Exercise goal:
The required lines are those that contain "items"; pull them out of the data and copy them.

Given information:
PR #1069, opened 2023-03-16
feat: add box-sizing border-box for alert

saurabhdaware:
We added `width: 100%` for isFullWidth with position="fixed" on Alert. But we'll also need boxSizing border-box to make sure Alert stays inside the outer box. https://razorpay.slack.com/archives/G01B3LQ9H0W/p1677822733203969

Normally apps are adding `* { box-sizing: border-box }` to their global styles. This is for apps that forget to add that global style.

### DIFF
--- a/.changeset/red-badgers-tease.md
+++ b/.changeset/red-badgers-tease.md
@@ -1,0 +1,5 @@
+---
+"@razorpay/blade": patch
+---
+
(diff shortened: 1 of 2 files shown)


saurabhdaware:
Currently it's broken for Card and other components as well. Might be worth just recommending `* { box-sizing: border-box }` to consumers. That's what most other styling libraries do

PR #1075, opened 2023-03-17
perf(blade): improve dropdown/actionlist performance

anuraghazra:
Changes: 

- Extracted out ActionListBody and memoized it to improve rerenders

**Before doing the optimization:**

- Average time to render: **36**
- ActionListItem always rerenders

image

**After doing this optimization:** 

- Average time to render: **15**
- ActionListItemBody doesn’t rerender throughout selection

image

More in [the Notion Doc](https://www.notion.so/Dropdown-ActionList-Performance-Improvements-4e35bb4673494164a19c17881fe315b9)


packages/blade/.storybook/react-native/Storybook.tsx
```diff
@@ -8,6 +8,7 @@ import { name as appName } from '../../app.json';
 
 const App = (): React.ReactElement => {
   const Storybook = getStorybookUI({
+    shouldPersistSelection: true,
```
anuraghazra, line 11: Improve RN DX by 10x. 🚀 no more storybook changing the story to first one on hot refresh.

chaitanyadeorukhkar: 10x seems less. Should be 100x 😆

packages/blade/src/components/ActionList/ActionList.tsx
```diff
@@ -126,4 +126,7 @@ const ActionList = ({ children, surfaceLevel = 2, testID }: ActionListProps): JS
   );
 };
 
+// TODO: Add treeshake wrapper
+const ActionList = React.memo(_ActionList);
```
chaitanyadeorukhkar, line 130: I'm a little skeptical about this. Can we very if dynamic updation of list items doesn't cause any issues?

packages/blade/src/components/Dropdown/Dropdown.tsx
```diff
@@ -46,7 +46,7 @@ const Dropdown: WithComponentId<DropdownProps> = ({
   selectionType = 'single',
   ...styledProps
 }): JSX.Element => {
-  const [isOpen, setIsOpen] = React.useState(false);
+  const [isOpen, setIsOpen] = React.useState(true);
```
chaitanyadeorukhkar, line 49: Need to revert this?

packages/blade/src/components/Dropdown/Dropdown.tsx
```diff
@@ -64,22 +64,24 @@ const Dropdown: WithComponentId<DropdownProps> = ({
...
-    if (React.isValidElement(child)) {
-      if (
-        !isValidAllowedChildren(child, 'SelectInput') &&
-        !isValidAllowedChildren(child, componentIds.DropdownOverlay)
-      ) {
-        throw new Error(
-          `[Dropdown]: Dropdown can only have \`SelectInput\` and \`DropdownOverlay\` as children\n\n Check out: https://blade.razorpay.com/?path=/story/components-dropdown`,
-        );
-      }
+  React.useEffect(() => {
```
chaitanyadeorukhkar, line 67: Won't this be an issue on SSR?

packages/blade/src/components/Dropdown/Dropdown.tsx
anuraghazra: Done.

packages/blade/src/components/ActionList/ActionList.tsx
anuraghazra: Sorry couldn't understand your concern here, can you expand on this?

chaitanyadeorukhkar (approved):
small comment. otherwise lgtm

packages/blade/src/components/ActionList/ActionList.tsx
anuraghazra: Yes I've done that.

chaitanyadeorukhkar: Toh why is there still a `// TODO: Add treeshake wrapper`?

anuraghazra: Oh wait, I think we don't need the treeshake wrapper here, because we are not assigning any static properties to the component eg: `displayName` or `componentId`

anuraghazra: Yep don't need it, rollup already adds the PURE comment: 

image

packages/blade/src/components/Dropdown/Dropdown.tsx
anuraghazra: Okay reverted this, didn't cause SSR issue but it had a reason to be outside useEffect, it needs to synchronously run on component's first mount so that we can save the `dropdownTriggerer` in a variable and set it to `SelectInput` by looping over the children, if we do this in an useEffect the dependant props will cause a flashing effect.

packages/blade/src/components/Dropdown/Dropdown.stories.tsx
```diff
@@ -805,4 +805,81 @@ WithMultipleDropdowns.args = {
...
+    'Longan',
+    'Lychee',
+    'Loquat',
+    'Mango',
+    'Mandarin',
+    'Orange',
+    'Mulberry',
+  ];
+
+  console.log('total items', fruits.length);
```
divyanshu013, line 862: Stray log?

```suggestion
```

packages/blade/src/components/Dropdown/Dropdown.stories.tsx
```diff
@@ -805,4 +805,81 @@ WithMultipleDropdowns.args = {
...
+  const [clickCount, setClickCount] = React.useState(0);
```
divyanshu013, line 863: Do we need this in the story?

divyanshu013 (approved):
Looks good to me. Minor comments. Also:

- [ ] Validate chromatic checks

packages/blade/src/components/Dropdown/Dropdown.stories.tsx
anuraghazra: Let's keep it, I'll need to pull in changes in the other PR. I'll remove it then.

PR #1078, opened 2023-03-17
feat/link hit slop react native

chaitanyadeorukhkar:
- feat(Link): add support for hitSlop on native
- add hitSlop to Link and move platform check to Link

### DIFF
--- a/packages/blade/src/components/Link/BaseLink/BaseLink.tsx
+++ b/packages/blade/src/components/Link/BaseLink/BaseLink.tsx
@@ -21,6 +21,7 @@ import type { DurationString, EasingString } from '~tokens/global/motion';
 import type { BaseTextProps } from '~components/Typography/BaseText/types';
 import { getStringFromReactText } from '~src/utils/getStringChildren';
 import type { StyledPropsBlade } from '~components/Box/styledProps';
+import type { Platform } from '~utils';
 
 type BaseLinkCommonProps = {
   intent?: 'positive' | 'negative' | 'notice' | 'information' | 'neutral';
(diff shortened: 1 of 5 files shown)


packages/blade/src/components/Link/BaseLink/BaseLink.tsx
```diff
@@ -36,6 +36,14 @@ type BaseLinkCommonProps = {
    * @default medium
    */
   size?: 'small' | 'medium';
+  hitSlop?:
```
kamleshchandnani, line 39: add jsdoc that this is native only prop?

kamleshchandnani (approved):

packages/blade/src/components/Link/BaseLink/BaseLink.tsx
chaitanyadeorukhkar: Added

packages/blade/src/components/Link/BaseLink/BaseLink.tsx
```diff
@@ -36,6 +36,17 @@ type BaseLinkCommonProps = {
    * @default medium
    */
   size?: 'small' | 'medium';
+  /**
+   * Defines how far your touch can start away from the link. This is a react-native only prop and has no effect on web.
+   */
+  hitSlop?:
+    | {
+        top?: number;
```
saurabhdaware, line 44: do we have to take it as a prop for consumer? can we standardize the click-area internally without taking it from consumers?

chaitanyadeorukhkar: Ideally we should be standardising this but we haven't put any design effort on this. On the PG Mobile have they have different hitSlops for different use-cases. We'll have to take up hitSlop as a wider charter. Right now this is a blocker only for Links, hence added this but we would need to explore hitSlop support for all components in the future. Unblocking the PG team with this

kamleshchandnani (approved):

PR #1081, opened 2023-03-21
feat(Box): add different types for display on react native

saurabhdaware:
We will now get TS error during react native typecheck when we write `display="block"` in common code in our repo.

Also better autocomplete for consumers on react native.

### DIFF
--- a/packages/blade/src/components/Box/BaseBox/types/propsTypes.ts
+++ b/packages/blade/src/components/Box/BaseBox/types/propsTypes.ts
@@ -18,7 +18,18 @@ type LayoutProps = MakeObjectResponsive<
     width: SpacingValueType;
     minWidth: SpacingValueType;
     maxWidth: SpacingValueType;
-  } & Pick<CSSObject, 'display' | 'overflow' | 'overflowX' | 'overflowY'>
+    /**
+     * The **`display`** CSS property sets whether an element is treated as a block or inline element and the layout used for its children, such as flow layout, grid or flex.
+     *
+     * On React Native, `display` supports `none` and `flex`
+     *
+     * @see https://developer.mozilla.org/docs/Web/CSS/display
+     */
+    display: Platform.Select<{
+      web: CSSObject['display'];
+      native: 'none' | 'flex';
+    }>;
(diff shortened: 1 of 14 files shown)


packages/blade/src/components/Box/BaseBox/types/propsTypes.ts
```diff
@@ -18,7 +18,28 @@ type LayoutProps = MakeObjectResponsive<
...
+      };
+      native: {
+        /**
+         *
+         *
+         * On React Native, **`display`** property sets whether an element can be `flex` or `none`
+         *
+         * @see https://reactnative.dev/docs/layout-props.html#display
+         */
+        display: 'none' | 'flex';
```
chaitanyadeorukhkar, line 40: Do we need to mention what the default value would be? On Native its flex by default

chaitanyadeorukhkar (dismissed):
🚀

packages/blade/src/components/Box/BaseBox/types/propsTypes.ts
saurabhdaware: added for react native

saurabhdaware: added for react native. On web, it might depend on default value of what we pass from `as`

packages/blade/src/components/Box/BaseBox/types/propsTypes.ts
```diff
@@ -18,7 +18,30 @@ type LayoutProps = MakeObjectResponsive<
...
+      };
+      native: {
+        /**
+         *
+         *
+         * On React Native, **`display`** property sets whether an element can be `flex` or `none`
+         *
+         * @see https://reactnative.dev/docs/layout-props.html#display
+         *
+         * @defaultValue flex
```
chaitanyadeorukhkar, line 40: We use `@default` for jsdoc right? 🤔 
```suggestion
         * @default 'flex'
```

saurabhdaware: Oh yup. done.

PR #1083, opened 2023-03-21
fix(Alert, Card): box-sizing issue

saurabhdaware:
adds `box-sizing: border-box` for Card and Alert to fix spacings.

Currently storybook by default adds `* { box-sizing: border-box }` in its global styles so you won't see this issue on storybook.

In Sandbox, you can remove the global styles and there these issues can show up. 

## Before

image

image

## After

image

image


chaitanyadeorukhkar (approved):

divyanshu013 (commented):
Nice find. I think we should add this to all components (maybe a common util) because we're building all components assuming `border-box` box sizing

PR #1088, opened 2023-03-23
fix: ListItemLink alignment

chaitanyadeorukhkar:
React native has a vertical alignment bug that causes nested text which also has its own view inside to cause misalignment. This PR wraps all the children of list item (text and view) in a flex and aligns them. 

Ref: https://github.com/facebook/react-native/issues/31955

**Before this PR:**
Simulator Screen Shot - iPhone 14 Pro - 2023-03-28 at 11 07 59

**After this PR:**
Simulator Screen Shot - iPhone 14 Pro - 2023-03-28 at 11 09 24

### DIFF
--- a/packages/blade/src/components/Link/BaseLink/BaseLink.tsx
+++ b/packages/blade/src/components/Link/BaseLink/BaseLink.tsx
@@ -186,7 +186,7 @@ const getProps = ({
       isVisited,
     }) as IconProps['color'],
     fontSize: size === 'medium' ? 100 : 75,
-    lineHeight: size === 'medium' ? 'm' : 's',
+    lineHeight: size === 'medium' ? 'l' : 's',
     iconSize: size,
     iconPadding: children?.trim() ? 'spacing.2' : 'spacing.0',
     textColor: getColorToken({
--- a/packages/blade/src/components/List/ListItem.tsx
+++ b/packages/blade/src/components/List/ListItem.tsx
@@ -66,7 +66,7 @@ const ListItemContentChildren = ({
   children,
   size,
 }: {
-  children: (React.ReactChild | React.ReactFragment | React.ReactPortal)[];
+  children: React.ReactNode[];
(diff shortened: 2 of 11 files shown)


packages/blade/src/components/Link/BaseLink/BaseLink.tsx
```diff
@@ -186,7 +186,7 @@ const getProps = ({
       isVisited,
     }) as IconProps['color'],
     fontSize: size === 'medium' ? 100 : 75,
-    lineHeight: size === 'medium' ? 'm' : 's',
+    lineHeight: size === 'medium' ? 'l' : 's',
```
chaitanyadeorukhkar, line 189: This was an incorrect implementation 🙈. It is `l` instead of `m` on Figma as well.

packages/blade/src/components/List/ListItem.tsx
```diff
@@ -60,6 +61,36 @@ const StyledListItem = styled(ListItemElement)<{
     : 0,
 }));
 
+const ListItemContentChildren = ({
+  children,
+  size,
+}: {
+  children: (React.ReactChild | React.ReactFragment | React.ReactPortal)[];
```
anuraghazra, line 68: Any reason we kept this so specific? eg: Fragment, ReactPortal. 

Can we use React.ReactNode instead?

kamleshchandnani (approved):

packages/blade/src/components/List/ListItem.tsx
chaitanyadeorukhkar: Had done it to suppress a warning. Made it ReactNode now. Draft PR hai, have mercy 😢

kamleshchandnani (approved):

packages/blade/src/components/List/ListItem.tsx
anuraghazra: lol sorry, was reviewing this at airport :p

Written reply:
chaitanyadeorukhkar, line 130: I'm a little skeptical about this. Can we very if dynamic updation of list items doesn't cause any issues?
+  console.log('total items', fruits.length);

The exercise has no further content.